Now, I'm going to zoom in on this a little bit. But also do something with the column width. Column N -- I'm going to make it narrower. That makes these look perhaps steeper, a little more erratic, off to the right, it flattens it out a little bit. I could also -- this could be an attention-getter I don't necessarily want. If I select rows 10 through 13, and drag the row boundary of any one of these downward, say this one, maybe that's twice as tall, that's a different look.
Now it may or may not be better. Are we trying to hide something? Are we trying to accentuate it more? So the whole idea here is, if you adjust column widths and/or row heights, you tell a different story and that's worth thinking about at least at certain points when you're displaying data. So you've got an axis line in these examples. How might this look as a column sparkline? Keep these highlighted, let's go back to the Design tab here, off to the left, choose Column. That might bring out the fact that the data's crossed zero a little better.
Here's line, here's column. Win/Loss maybe even tells it better, but it doesn't give us any sense of volume. It's just negative or positive, win or loss. That's it. And I think you can see with different kinds of data, these are appropriate. Makes a difference sometimes. I think it's always worth exploring the different looks here. My favorite here might be column, because it brings out the negatives more strongly than line does. Line might show the trend a little bit better, but even here I think you can see the trend. The data is a bit erratic here, as it is sometimes with certain kinds of data and that's just the nature of data.

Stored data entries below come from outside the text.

PR #56, opened 2016-06-22
Add Wow6432Node key to Inno Setup detection

kdschlosser:
the original registry key didn't exist in my registry, I found another
that could be used. I added alongside the original one.

### DIFF
--- a/_build/builder/InnoSetup.py
+++ b/_build/builder/InnoSetup.py
@@ -95,7 +95,18 @@ def GetInnoCompilerPath():
         installPath = _winreg.QueryValueEx(key, "InstallLocation")[0]
         _winreg.CloseKey(key)
     except WindowsError:
-        return None
+        try:
+            key = _winreg.OpenKey(
+                _winreg.HKEY_LOCAL_MACHINE,
+                (
+                    "SOFTWARE\\Wow6432Node\\Microsoft\\Windows\\CurrentVersion\\"
+                    "Uninstall\\Inno Setup 5_is1"
+                )
+            )
+            installPath = _winreg.QueryValueEx(key, "InstallLocation")[0]
+            _winreg.CloseKey(key)
+        except WindowsError:
+            return None
     installPath = join(installPath, "ISCC.exe")
     if not exists(installPath):
         return None


kdschlosser:
i know you closed this. but i have compiled EG and i still had to add the other reg key into it because the one that is currently in the InnoSetup.py is not in my registry. i do not know as to why but it has nothing to do with what version of python i am trying to run eg with. as soon as i have that other key in it works fine.

it could be the result of possibly having installed a 64 bit version of python and then installed innosetup and then a 32 bit version of python afterwards, innosetup saw the 64 and only installed the 64 bit keys. i am not sure but that is my best guess.

topic2k:
I checked my registry and i too have the key `HKLM\SOFTWARE\WOW6432Node\Microsoft\Windows\CurrentVersion\Uninstall\Inno Setup 5_is1` and not `HKLM\SOFTWARE\Microsoft\Windows\CurrentVersion\Uninstall\Inno Setup 5_is1`, **but** python won't fail to get it:

```
Python 2.7.9 Stackless 3.1b3 060516 (default, Feb 21 2015, 11:54:09) [MSC v.1500 32 bit (Intel)] on win32
Type "help", "copyright", "credits" or "license" for more information.
>>> import _winreg
>>> key = _winreg.OpenKey(
...             _winreg.HKEY_LOCAL_MACHINE,
...             (
...                 "SOFTWARE\\Microsoft\\Windows\\CurrentVersion\\"
...                 "Uninstall\\Inno Setup 5_is1"
...             )
...         )
>>> installPath = _winreg.QueryValueEx(key, "InstallLocation")[0]
>>> print installPath
C:\Program Files (x86)\Inno Setup 5\
>>> exit()
```

So it looks like there is something wrong with your setup and/or registry.

blackwind:
I, too, have the Wow6432Node key. When a 32-bit process accesses `HKLM\SOFTWARE`, it's transparently redirected to `HKLM\SOFTWARE\Wow6432Node`, where it'll find the desired key. If this doesn't occur, you're not running the 32-bit version of Python, which may be because you've installed it alongside the 64-bit version and the 64-bit version comes first in your `%PATH%`.

My suggestion would be to pull the latest changes from the repo. Commit 2b5958a will prevent you from accidentally compiling with the 64-bit version.

blackwind:
That's the entire point of 2b5958a -- no 64-bit Python user will ever again get to the point where Inno Setup detection becomes an issue. Even if I were to reopen and merge this, the added code would never be executed.

kdschlosser:
i'm confused, because i still had this issue even thought i was compiling with a 32 bit version of python. i am not sure as to what chain of events is going on to not allow it to compile because it fails at the innosetup without that second reg key. it could be the path it could but something else i do not know. but if someone wanting to compile EG and has python 64 installed and then installs the 32 bit (if this in fact is what is causing the problem) could have the same issue as i. i am going to take one of my virtual machines and see if i can find out what the problem is.

blackwind:
If you can track down what's actually causing the problem and come up with a proper fix, I'd definitely be willing to merge that. This PR, though, is just a bandaid for the symptom that we'll need to remember to apply to any future `HKLM\SOFTWARE` access -- it may help you now, but this surely won't be the last time you experience the issue.

Ultimately, if you're certain you're running the 32-bit version, I fear @topic2k's hypothesis may be correct:

> So it looks like there is something wrong with your setup and/or registry.

kdschlosser:
It could be. but I am going to test this out on a virtual machine because i remember what I installed and in what order I installed it. just to see if it's a local computer problem or a specific order of installing things that caused it. It would figure I would be the one to have this kind of issue. LOL

topic2k:
@kdschlosser, can you check your `PATH` environment variable and look if the path of 32Bit-Python comes before ore after the 64Bit-Version? I don't know if this is causing the problem,it's just one thing i would check.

But once again, look at the options here. I've made the rows taller. If I were making a presentation, what if I had done that ahead of time? People wouldn't necessarily be aware of it. Another thing I might do here is simply take this data and on the Home tab center it this way. Maybe that de-emphasizes the idea that I've made the rows taller. But you can explore that a bit. Let's go back to a more normal setting. Click in the upper left corner. Double-click a row boundary, we're back to here. If I just select column N, and make this narrower, you'll see what's happening that way too.
So you've got some room to explore. These are called sparklines, they were introduced in Excel 2010. Sometimes they're simply described as in-cell charts. Pretty fair description of this feature. Easy to get to, maybe sometimes just the easiest way, highlight the data, and you'll see the little button here, and choose Sparklines that way. Now, one other option here that you want to take a look at with a different set of data that's organized a little bit different. This is more vertically oriented. If we select this data, and use that Quick Analysis button, and choose Sparklines, what happens here? We're not seeing a preview in the background.
It simply doesn't handle the data. But if you wanted to show the data, and I'm saying ahead of time, this is not going to look that great, how might this data look as a sparkline? I can either select the data first, or the sparkline location first. I've done the data here, Insert tab, Sparklines, Line, there it is. Where do we want the sparklines? Click in this panel, click cell S11, right below this, click OK.
Now, I wouldn't say that's a great choice because it's below the data, but I think it could be used in some scenarios. So keep in mind you have the ability to put this where you want. And here too, as we did with the previous versions, Sparkline Weight, make it a little bit thicker, usually makes it look a little bit better. Possibly put in the axis, although in this case it doesn't go negative so that wouldn't help. Here too, maybe the column version could be better. So, you've got options here, in-cell charts, by way of what are called sparklines.